__Provided data__.

%%

PR #1369, opened 2018-11-27
Docs for onboarding Amazon Corretto as an official docker image.

EricEdens:
This PR adds a new official image containing [Amazon Corretto 8](https://aws.amazon.com/corretto/) installed into [Amazon Linux 2](https://hub.docker.com/_/amazonlinux/).

The image contains the full JDK 8, at the latest security update 8u192, with common commands such as `java` and `javac` symlinked into the user's path.


EricEdens:
PR for library definitions: https://github.com/docker-library/official-images/pull/5113

amazoncorretto/issues.md
```diff
@@ -0,0 +1 @@
+https://github.com/corretto/corretto-8-docker/issues
```
tianon: Since this is equivalent to the default (https://github.com/docker-library/docs/blob/0ae2dfcd0df23423f769d7bd9a27675df0ed190d/.template-helpers/issues.md), you should likely simply remove it, especially so that it gets linkified properly. :+1:

EricEdens:
> logo.png looks like it's just the standard AWS logo -- is that intentional?

For the moment that's what we have. We'll make sure to keep it updated, though.

> Since this is equivalent to the default (https://github.com/docker-library/docs/blob/0ae2dfcd0df23423f769d7bd9a27675df0ed190d/.template-helpers/issues.md), you should likely simply remove it, especially so that it gets linkified properly.

All done!

amazoncorretto/issues.md
EricEdens: All done!

PR #1370, opened 2018-11-29
Remove references to the ibmjava version, add a link instead.

dinogun:


dinogun:
@tianon No need to update the ibmjava docs with every release after this change !

tianon:
We'll hit the bump PR later today (I'm on my phone ATM) but this looks great and is now independent of the bump 👌👍💜💚🎉🎊

PR #1371, opened 2018-11-30
[percona] update Bug Report instruction

delgod:


tianon:
Maybe a link off to https://github.com/percona/percona-docker#submitting-bug-reports would be sufficient? (Then you can maintain more verbose details there instead?)

delgod:
I am simplified things a bit ;)

PR #1375, opened 2018-12-08
Updated content.md

### LINKED ISSUE #317: Debian Dockerfiles not under docker-library?
Why is the documentation for the official Debian images located here, but pointing at https://github.com/tianon/docker-brew-debian for the actual Dockerfiles?

Shouldn't it be a separate repository under docker-library like most of the other stuff?

(Yes, I have noticed that tianon is a contributor to this repository as well, but IMO it *feels better* if it's all under one umbrella.)

propri:
Fixes #317

Wrong parenthesis for JSON Wikipedia link


tianon:
Nice catch, thanks!

PR #1384, opened 2018-12-20
Updating Open Liberty logo

arthurdm:
The current Open Liberty logo on Docker Hub has the words `Open Liberty` and the spaceship, but the spaceship looks [squashed](https://hub.docker.com/_/open-liberty).  

I am replacing it with a logo that has just the spaceship, from https://developer.ibm.com/wasdev/blog/2017/10/17/microprofile-1-2-liberty-17-0-0-3/ol_logomark_132_wht/

fyi @NottyCode 

Signed-off-by: Arthur De Magalhaes <ademagalhaes@gmail.com>


yosifkit:
(Ignoring Travis failure, since it is irrelevant)

While this is a fine change, this does not directly control the image at the top of the page (or on search results). I'll slack message some Docker folks to see if they can also update their copy.

PR #2584, opened 2025-06-10
Rocky Linux: Adding note on where to find the latest versions

chris-short:
Rocky Linux users are finding the diff between Docker official images and Rocky Linux images confusing. I spoke with @tianon yesterday about this problem and it seems like oci-import will ease the burden for creating official images.

It's going to take us some time to re-factor, though. Adding a note to help folks find the latest images on the rockylinux/rockylinux page will help reduce confusion between the two. I'm happy to tune the language here, if needed.

### DIFF
--- a/rockylinux/deprecated.md
+++ b/rockylinux/deprecated.md
@@ -1,0 +1,3 @@
+# IMPORTANT NOTE
+
+The Docker team maintains official images. For the most up-to-date container images, please refer to the [Rocky Linux Docker Hub repository](https://hub.docker.com/r/rockylinux/rockylinux).


rockylinux/deprecated.md
```diff
@@ -0,0 +1,3 @@
+# IMPORTANT NOTE
+
+The Docker team maintains official images. For the most up-to-date container images, please refer to the [Rocky Linux Docker Hub repository](https://hub.docker.com/r/rockylinux/rockylinux).
```
tianon: We maintain the program, but y'all maintain the images within it, so this doesn't feel quite accurate :sweat_smile:

How about something like this?

```suggestion
The Docker team curates the Official Images program, and there are currently some technical constraints preventing Rocky Linux from publishing updates here. For the most up-to-date container images, please refer to the [Rocky Linux Docker Hub repository](https://hub.docker.com/r/rockylinux/rockylinux) for now.
```

chris-short:
sgtm, thank you @tianon

yosifkit (approved):

PR #2588, opened 2025-06-26
Add .gitattributes: Ensure Unix line endings for text files

Simran-B:
On Windows, Git may be configured to checkout LF line endings as CRLF, but this breaks shell scripts.

### DIFF
--- a/.gitattributes
+++ b/.gitattributes
@@ -1,0 +1,1 @@
+* text=auto eol=lf


Simran-B:
I meanwhile realized that you can't actually run markdownfmt.sh in e.g. Git Bash because something with the paths doesn't work with Windows as the host system...

PR #2589, opened 2025-06-27
Update Outdated Path in MySQL Configuration Docs

Disservin:
Resolves https://github.com/docker-library/mysql/issues/1083


tianon (approved):
Nice, thanks!

PR #2602, opened 2025-07-19
Add Clear Linux OS deprecation notice

tianon:
This text is copied from the official announcement at https://community.clearlinux.org/t/all-good-things-come-to-an-end-shutting-down-clear-linux-os/10716 (I only added the date of the announcement to clarify when "immediately" means since the image description is a more static context than the forum post).


tianon:
Oop, yep, good catch thanks

yosifkit (approved):

PR #2609, opened 2025-08-15
fix: point Ubuntu link to Ubuntu website

cjdcordeiro:


yosifkit (approved):
This was originally because the description above was taken from Wikipedia, but I think that hasn't been true for a while. 😅

LGTM

PR #2616, opened 2025-08-28
Update to golang 1.25

jbleduigou:
## What?

## Why?

Go version 1.25 was released on 12 of August.  
See https://go.dev/doc/devel/release#go1.25.0

## How?
Updated `content.md` to replace `1.24` by `1.25`.


tianon (approved):
Nice, thank you!

PR #2617, opened 2025-08-28
Update Matomo logo

J0WI:
https://github.com/matomo-org/docker/issues/379


tianon:
Perhaps this should swap to a `logo.svg` with https://commons.wikimedia.org/wiki/File:Matomo_Logo.svg ? :eyes:

PR #2620, opened 2025-09-02
Caddy: Added NET_BIND_SERVICE note

Minding000:
## Issue

The Caddy image needs the `NET_BIND_SERVICE` capability. There is no explanation on why and how to avoid it.
Especially in Kubernetes it is common to drop all capabilities and to use non privileged ports. Here the default behavior is confusing.

## Changes

Added explanation on why the capability is required by default and how to change it.
Included the error message to make it searchable.

### DIFF
--- a/caddy/content.md
+++ b/caddy/content.md
@@ -121,6 +121,8 @@ Giving the container this capability is optional and has potential, though unlik
 
 See https://github.com/quic-go/quic-go/wiki/UDP-Buffer-Sizes for more details.
 
+This image adds the `NET_BIND_SERVICE` capability to the Caddy executable, to allow a non-root user to bind to privileged ports (<1024) such as 80 and 443. If you're not using privileged ports and would like to drop the capability again, you can do so using `RUN setcap cap_net_bind_service=-ep /usr/bin/caddy`. This avoids the error `exec /usr/bin/caddy: operation not permitted` when the container process does not have the capability.
+
 ### Docker Compose example
 
 If you prefer to use `docker compose` to run your stack, here's a sample service definition which goes in a file named `compose.yaml`. The configuration assumes you put a custom Caddyfile into `$PWD/conf` as described [above](#basic-usage).


francislavoie:
We added that in 2023 @tianon, it was necessary for certain users who wanted to run the container as non-root, I think.

Added in https://github.com/caddyserver/caddy-docker/commit/b650917f3278ff4486f7e9e7b3cd63d6bad4ffc9, issue for context: https://github.com/caddyserver/caddy-docker/issues/104#issuecomment-1385288805

I don't really understand all the nuances here, maybe you could clarify with that context in mind :thinking:

tianon:
To illustrate further, with just Docker:

```console
$ docker run -it --rm --user 1000:1000 --cap-drop NET_BIND_SERVICE --name test "$(docker build -q - <<<$'FROM caddy\nRUN setcap cap_net_bind_service=-ep /usr/bin/caddy')"
2025/09/02 21:26:58.562	INFO	maxprocs: Leaving GOMAXPROCS=16: CPU quota undefined
2025/09/02 21:26:58.562	INFO	GOMEMLIMIT is updated	{"package": "github.com/KimMachineGun/automemlimit/memlimit", "GOMEMLIMIT": 60335323545, "previous": 9223372036854775807}
2025/09/02 21:26:58.562	INFO	using config from file	{"file": "/etc/caddy/Caddyfile"}
2025/09/02 21:26:58.563	INFO	adapted config to JSON	{"adapter": "caddyfile"}
2025/09/02 21:26:58.563	INFO	admin	admin endpoint started	{"address": "localhost:2019", "enforce_origin": false, "origins": ["//localhost:2019", "//[::1]:2019", "//127.0.0.1:2019"]}
2025/09/02 21:26:58.564	WARN	http.auto_https	server is listening only on the HTTP port, so no automatic HTTPS will be applied to this server	{"server_name": "srv0", "http_port": 80}
2025/09/02 21:26:58.564	INFO	tls.cache.maintenance	started background certificate maintenance	{"cache": "0xc0006d6400"}
2025/09/02 21:26:58.564	WARN	http	HTTP/2 skipped because it requires TLS	{"network": "tcp", "addr": ":80"}
2025/09/02 21:26:58.564	WARN	http	HTTP/3 skipped because it requires TLS	{"network": "tcp", "addr": ":80"}
2025/09/02 21:26:58.564	INFO	http.log	server running	{"name": "srv0", "protocols": ["h1", "h2", "h3"]}
2025/09/02 21:26:58.564	ERROR	unable to autosave config	{"file": "/config/caddy/autosave.json", "error": "open /config/caddy/autosave.json: permission denied"}
2025/09/02 21:26:58.564	INFO	serving initial configuration
2025/09/02 21:26:58.564	WARN	tls	unable to get instance ID; storage clean stamps will be incomplete	{"error": "open /data/caddy/instance.uuid: permission denied"}
2025/09/02 21:26:58.564	ERROR	tls	could not clean default/global storage	{"error": "unable to acquire storage_clean lock: creating lock file: open /data/caddy/locks/storage_clean.lock: no such file or directory"}
2025/09/02 21:26:58.564	INFO	tls	finished cleaning storage units
```

(listening just fine on port 80, even when started as user 1000:1000, and the capability in question explicitly dropped)

Minding000:
I think even `containerd` might allow privileged ports by default starting at version 2: https://github.com/containerd/containerd/issues/6924
I am running v1.7.27 (even there it is configurable) - the lastest available in the Docker APT repository.

I agree with @tianon that it makes sense to reconsider including `setcap` in the image. Especially with `docker` and `containerd` allowing unprivileged ports going forwards. Many projects in Kubernetes use unprivileged ports for HTTP and rely on the Ingress to route it to 443. Other projects can include `setcap` in their own image derivations.

But with many people still running older runtimes that would be a breaking change, so I don't expect this to happen (quickly).
Until then I think the documentation note is useful for anyone that is confused by the behavior.

Sidenote: `nginx` has a separate unprivileged image that exposes a different port by default avoiding the `setcap` issue: https://hub.docker.com/r/nginxinc/nginx-unprivileged

abjugard:
> FYI @abjugard, you had done the patch for setcap, do you have any objection to us reverting that, now that k8s should have caught up?

If the ports exposed is changed from 80/443 to higher numbers I don't see a reason for calling `setcap`, but as @Minding000 mentions many Linux distributions retain the configuration of ports below 1024 being privileged and requiring special capabilities be set on the binary in order to run as a non-root user.

JohanHellgrenTriona:
Just stumbled upon this issue running kubernetes + podman. Customer environment requires dropping all capabilities, so a note in the docs would have been handy.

%%

__Exercise goal__. Find the lines above that contain the word "denied" and collect them.

__Solution to the exercise__.
2025/09/02 21:26:58.564	ERROR	unable to autosave config	{"file": "/config/caddy/autosave.json", "error": "open /config/caddy/autosave.json: permission denied"}
2025/09/02 21:26:58.564	WARN	tls	unable to get instance ID; storage clean stamps will be incomplete	{"error": "open /data/caddy/instance.uuid: permission denied"}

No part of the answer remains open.